Dataset size, nb of files, etc. should be optional

CONP-PCNO / conp-portal

:bar_chart: The CONP data portal

https://portal.conp.ca/

MIT License

8 stars 24 forks source link

Dataset size, nb of files, etc. should be optional #558

Open dbujold opened 1 year ago

dbujold commented 1 year ago

My datasets constantly changes in size, number of files, and number of participants. The content is also a mix of many file types. I think these types of information should be left optional in the interface.

emmetaobrien commented 1 year ago

Longer term, our intent is to deal with the issue of changing datasets by more clearly defined version management, in which any change in any of those factors would be represented as a distinct different version of the dataset.

dbujold commented 1 year ago

I understand. So this implies that expanding dataset with frequent (daily/weekly) releases, the DATS document will need to get updated and versioned accordingly?

emmetaobrien commented 1 year ago

That would be the expectation with the current model, yes.

dbujold commented 1 year ago

I think it would be nice to have a way to support projects with rolling releases as well. Such projects sometimes want to describe their cohort and datasets content in a standardized way, without entering into the specifics of how many files, what size they are, etc.

emmetaobrien commented 1 year ago

Exactly how much data are you envisioning storing on CONP, and of what sort? Our processing involves building fixed links to every distinct file, so that needs redoing for anything that changes from release to release.

dbujold commented 1 year ago

Right now we have two cohorts of >5000 participants, with thousands of whole genomes, whole exomes, etc. But data is under controlled access, which means files wouldn't be indexed by CONP. It's the dataset provenance that we're aiming to describe, rather than its content.

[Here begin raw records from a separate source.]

Issue #8117, opened 2021-04-02
[FxA-Settings] No focus border for Download button


data-sync-user:
**Build:**
Production (Train 1.203.4)

**Affected platforms:**
Windows 10

**Steps to reproduce:**

1. Navigate to https://accounts.firefox.com/ and login using an existing account.
1. Go to 'Recovery key' section and create a new recovery key.
1. Enter the password and click 'Continue'.
1. Click the 'Download' button.

**Actual result:** 
No focus border is displayed for the button.

**Expected result:**
Focus border is displayed.

**Note:** Compare with Copy and Print buttons.

┆Issue is synchronized with this [Jira Bug](https://jira.mozilla.com/browse/FXA-3308)
┆Attachments: <a href="https://jira.mozilla.com/secure/attachment/15914/No+focus+border+for+Download+.gif">No focus border for Download .gif</a>
┆Issue Number: FXA-3308

sunny775:
Hi @LZoog 👋. This could be a "good first issue" for me to work on, as an Outreacy applicant

LZoog:
Hi @sunny775, yes this is a great one to grab! I'll assign you.

Here's the screenshot attached:
![No focus border for Download ](https://user-images.githubusercontent.com/13018240/113456381-c60ba800-93d2-11eb-89c9-d7f89bac421c.gif)

sunny775:
Thanks @LZoog . I'm on it right away

data-sync-user:
➤ Bianca Oltean commented:

This issue was verified as Fixed on Stage [1.204.2] under Windows 10 64-bit and Android 11. Focus border is displayed for 'Download' button.

PR #8149, opened 2021-04-06
fix(fxa-settings): add focus border to download button

sunny775:
## Because

- clicking on download button should display focus border, just like copy and print buttons

## This pull request

- add focus border to the recovery key download button, just like the copy and the print buttons

Closes: #8117 

## Checklist


sunny775:
Hi @LZoog . I've updated my previous commits to use only css. I used a few tailwind focus utility classes to apply uniform focus border to the three buttons. I've used a gray focus border, to make it look similar to the initial focus border of the copy and print buttons, though I think a blue forcus border should look better since the active text color  for the buttons is blue. If you feel the same way, I can adjust the border colors to blue or so.

jodyheavener:
Two thoughts:

1. I can't actually get the focus to show up on these buttons by tabbing through them? I can use Devtools and manually toggle `focus-visible` and it shows up, but I can't get it with the keyboard. Can you? Also when I am able to manually toggle it, it's not a ring, but a dotted outline. Something feels funky there. [Demo video](https://user-images.githubusercontent.com/6392049/113871347-cca67080-9780-11eb-87b5-a3418340d24e.mov)
2. I think I would prefer to us to use a dotted outline over a ring anyway since those buttons do not have defined edges. We have this pattern with the logo, sidebar, and footer links versus proper buttons with backgrounds. You may need to rebase your branch but a couple days ago the Tailwind class `outline-black-dotted` was [added](https://github.com/mozilla/fxa/blob/main/packages/fxa-react/configs/tailwind.js#L88-L90). Maybe you could try using that here?

sunny775:
@jodyheavener thanks for that info. I will apply the `outline-black-dotted` then. 
I'm actually able to see the focus outline when I tabbed through them, but just as you said it's a dotted outline. 
Hopefully apllying the custom `outline-black-dotted` fixes the incosistencies.

Issue #7626, opened 2021-02-24
UnitRowWithAvatar should use UnitRow


jaredhirsch:
Right now, UnitRowWithAvatar duplicates the basic layout of the UnitRow, but to match the other rows, it should be rendered by passing specific props to UnitRow.

┆Issue is synchronized with this [Jira Task](https://jira.mozilla.com/browse/FXA-3091)
┆Issue Number: FXA-3091

LZoog:
For context, I originally created a separate component because I didn't want _too_ many conditionals in `UnitRow` that would make it confusing and thought it was better to separate it at the time since it displayed an image which was different than other rows and wasn't sure how many additional conditionals we'd need by the time the Settings Redesign project finished. If it doesn't make `UnitRow` much hairier, SGTM.

flozender:
Can I please take this up? Thanks!

LZoog:
@flozender since both of your issues have a PR open now, I'll assign this one to you. Thanks!

PR #8155, opened 2021-04-06
refactor(fxa-settings): replace UnitRowWithAvatar with UnitRow

flozender:
## Because

- Wanted to refactor `UnitRowWithAvatar` to use `UnitRow` instead. 

## This pull request

- Adds `avatar` prop and replaces `UnitRowWithAvatar` with `UnitRow` 

Closes: #7626 

## Checklist

## Screenshots (Optional)

image

~~I am yet to figure out what tests I will need to add with this PR.~~


packages/fxa-settings/src/components/UnitRow/index.tsx
```diff
@@ -58,6 +60,7 @@ export const ModalButton = ({
 };
 
 type UnitRowProps = {
+  avatar?: Account['avatar'];
```
LZoog, line 63: Nice👍

packages/fxa-settings/src/components/Profile/index.tsx
```diff
@@ -22,7 +22,13 @@ export const Profile = () => {
       </h2>
 
       <div className="bg-white tablet:rounded-xl shadow">
-        <UnitRowWithAvatar />
+        <UnitRow
```
LZoog, line 25: It looks like we're going to want to wrap this in a `<Localized>` component, similar to how we're wrapping other `<UnitRows>` in `Profile/index.tsx`. We don't want to lose the l10n ID `avatar-heading` which will need to be copied from the `UnitRowWithAvatar` FTL file, and I'd double check that "Change" (`avatar-change-link`) and "Add" (`avatar-add-link`) look like they'll be covered with the `UnitRow` FTL file.

packages/fxa-settings/src/components/Profile/index.tsx
```diff
@@ -22,7 +22,13 @@ export const Profile = () => {
...
+          header="Picture"
+          headerValue={null}
+          avatar={avatar}
+          ctaText={avatar.url ? 'Change' : 'Add'}
+          route={`${HomePath}/avatar`}
```
LZoog, line 30: It looks like we currently have `${location.search}` tacked on to the end of this in `UnitRowWithAvatar`, I'd go ahead and include that here.

LZoog (changes requested):
This is a great start! I left you some comments, and also:
* We'll need to update `UnitRow` tests, you can probably copy the tests in `UnitRowWithAvatar` into `UnitRow`, and maybe include a line on an existing test to check that the avatar is _not_ rendered
* We can nuke the entire `components/UnitRowWithAvatar` directory

packages/fxa-settings/src/components/Profile/index.tsx
flozender: We have a `${location.search}` at the end of `to` here https://github.com/mozilla/fxa/blob/21e80ce3192ddbd2b9ce6acf8ada9b5ea34f6bbe/packages/fxa-settings/src/components/UnitRow/index.tsx#L152-L156
so I didn't include it here. Should that be ok?

packages/fxa-settings/src/components/Profile/index.tsx
flozender: I tried wrapping the `UnitRow` with a `<Localized id="avatar-heading" attrs={{ header: true }}>{...}</Localized>` but it adds a `Picture` text below the avatar.
image
Should I localize this instead, since that's where I assume we'd want it:
https://github.com/mozilla/fxa/blob/21e80ce3192ddbd2b9ce6acf8ada9b5ea34f6bbe/packages/fxa-settings/src/components/UnitRow/index.tsx#L133-L135

packages/fxa-settings/src/components/Profile/index.tsx
LZoog: Oh I see, great catch!

packages/fxa-settings/src/components/Profile/index.tsx
LZoog: I see what you mean. It looks like the localization header renders as as React `children` when done that way.

I took a look at the other unit rows and noticed we have the localization in `Profile/en-US.ftl` and specify `.header` in there. I tried [this out](https://gist.github.com/LZoog/86803fe44a4b451259a3d2a766e16dcc) and it looks like it's rendering correctly that way. Try that out and let me know if it's looking good to you too!

packages/fxa-settings/src/components/UnitRowWithAvatar/index.stories.tsx
```diff
@@ -1,22 +0,0 @@
...
-
-import React from 'react';
-import { storiesOf } from '@storybook/react';
-import { LocationProvider } from '@reach/router';
-import { MockedCache } from '../../models/_mocks';
-import { UnitRowWithAvatar } from '.';
-
-storiesOf('Components|UnitRowWithAvatar', module)
-  .addDecorator((getStory) => <LocationProvider>{getStory()}</LocationProvider>)
-  .add('with default avatar', () => (
```
LZoog, line 13: Thank you for the tests 👏 

One other thing here, sorry I forgot to mention this with my first review - we use Storybook to keep track of component states here, you can pull it up by running `yarn storybook` in `fxa-settings`. `UnitRowWithAvatar` had “with default avatar” and “with non-default avatar” states. Will you add these two stories to the existing `UnitRow` stories? 🙂

packages/fxa-settings/src/components/Profile/index.tsx
flozender: Yes, this works, thank you!

packages/fxa-settings/src/components/UnitRowWithAvatar/index.stories.tsx
flozender: Done!

packages/fxa-settings/src/components/UnitRow/en-US.ftl
```diff
@@ -1,5 +1,6 @@
 ## Sub-section row Defaults
 
+avatar-heading = Picture
```
LZoog, line 3: We can remove this now.

packages/fxa-settings/src/components/UnitRow/index.stories.tsx
```diff
@@ -91,4 +93,40 @@ storiesOf('Components|UnitRow', module)
...
+          route={`${HomePath}/avatar`}
+          {...{ avatar }}
+        />
+      </MockedCache>
+    );
+  })
+  .add('with non-default avatar', () => {
+    const avatar = {
+      id: null,
+      url: 'http://localhost:1111/v1/avatar/t',
```
LZoog, line 118: Since we push Storybook builds up to this URL, it'd be more ideal to change this to something that'll work everywhere. We tend to use silly placekitten images, if you change this to `http://placekitten.com/512/512?image=0` we'll be golden. 😛

LZoog (commented):
This LGTM, just a couple of minor tweaks. When you make those, will you squash your commits into one? 🙂

The CI failures seem to be false positives, when you force-push with your single commit they'll rerun.

LZoog (approved):
LGTM, thanks! :)

PR #8156, opened 2021-04-06
 Train 203.6

jaredhirsch:
Pulling in the monogram avatar default for stage-only testing


vbudhram (approved):

vbudhram:
Merging since it is failing on a known flaky test.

bryancaron commented 1 year ago

Hi David, I was discussing briefly with Emmet this morning. Are the datasets you have in mind those from the BQC19 which we have discussed in the context of distribution through NeuroHub, or different datasets? Thanks!

dbujold commented 1 year ago

Hi Bryan, this one and others. We have a few cohorts supported in Bento currently, often in a rolling release kind of way. We prepare a DATS file to annotate the datasets, but we're not always able to provide precise details about that dataset content.